Gort with girl/base resin kit


----------



## Sgt Wilco (Jan 29, 2004)

Let's see... 
MAC-10: Just happen to have one (and the Sionics 2-Stage Suppressor & scope)... Look for it soon!
Forbidden Planet Blaster: In work!!!
"Cage" Laser... Interesting...
Earth Vs. Flying Saucers: Funny, I just bought blueprints for that one!

More to come...
---Da Sarge


----------



## Krel (Jun 7, 2000)

A accurate model of C-57-D from "Forbidden Planet" in a managable size, say no larger than twentyfour inches. If it could be built in either flight, or landed configuration, that would be really nice. 

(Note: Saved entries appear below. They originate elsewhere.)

PR #202, opened 2019-02-15
Add system lock plugin. 

tonyskapunk:
- Add system lock plugin. 

Fix #202


tonyskapunk:
Merging into `development`

PR #212, opened 2019-04-12
Add fedora distro for CI

tonyskapunk:
Adding Fedora distros for testing:
- latest (currently 29)
- rawhide (currently 31)


tonyskapunk:
rebasing to include #213

PR #219, opened 2019-05-08
Update iotop default to include -P

### LINKED ISSUE #218: resources iotop only show processes
It might be easier to read the resources file when iotop is enabled if we pass `-P` by default.

You can see the clutter on a server running a daemon with a lot of threads (eg mysqld), where `-P` will show only a single line for all threads of a process (consolidated)

tonyskapunk:
- Updates the iotop default to use report per process instead of the default per thread

Fixes #218


tonyskapunk:
Merging into dev since there is no breaking changes.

Robby's car in the same size as the Polar Lights Robby would be nice. A model of the Tractor from "Forbidden Planet" would also be welcome.

David.


----------



## John P (Sep 1, 1999)

Let's take that C-57D down to 12", which is the widest shelf I have!


----------



## PhilipMarlowe (Jan 23, 2004)

John P said:


> Let's take that C-57D down to 12", which is the widest shelf I have!


I'm in agreement on that one, I never bought the PL kit because it was so big.


----------



## Dave Hussey (Nov 20, 1998)

I got a C57D as a gift from PL for doing a build-up for them. The C57D is still in the box owing to its gi-normous size.

A C57D and an Earth Vs the Flying Saucers saucer would make two cool kits!

Huzz


----------



## Krel (Jun 7, 2000)

John P said:


> Let's take that C-57D down to 12", which is the widest shelf I have!


 That would be about perfect for me also, but I want to keep the options open. Out to about twentyfour inches I could handle.

The problem with the PL version, aside from the inaccurate hull, inaccurate dome, inaccurate...The list is just too long. The big problem is it's size. I had nowhere to display it, and hanging it from the ceiling wouldn't work, it is wider than my ceiling fan, and it would block the ceiling lights.

David.


----------



## Nova Designs (Oct 10, 2000)

Same reason I haven't built mine... its just way too big, and also the work it takes to make that poor fitting pie-piece hull smooth.


----------



## Dave Hussey (Nov 20, 1998)

I'd prefer them smaller, say 10 to 12 inches in diameter. That size makes it more practical to include a neat diorama base with each kit.

Huzz


----------



## Sgt Wilco (Jan 29, 2004)

Okay, next important question: Is there an accurate set of drawings out there for the C-57D? Whoever finds me a set gets a free kit when it's produced...

---Da Sarge


----------



## Krel (Jun 7, 2000)

Sgt Wilco said:


> Okay, next important question: Is there an accurate set of drawings out there for the C-57D? Whoever finds me a set gets a free kit when it's produced...
> 
> ---Da Sarge


 One of the Starlog books from the 70s had a reproduction of one of the side view plans for C-57-D. I believe that it was credited as belonging to William (Bill) Malone, a big "Forbidden Planet" collector. He may have other plans for the miniature, if you can get contact him. His web site: http://www.luminousprocesses.com/ I think that the two piece C-57-D kit that was sold in Starlog back in the late 70s was produced by him.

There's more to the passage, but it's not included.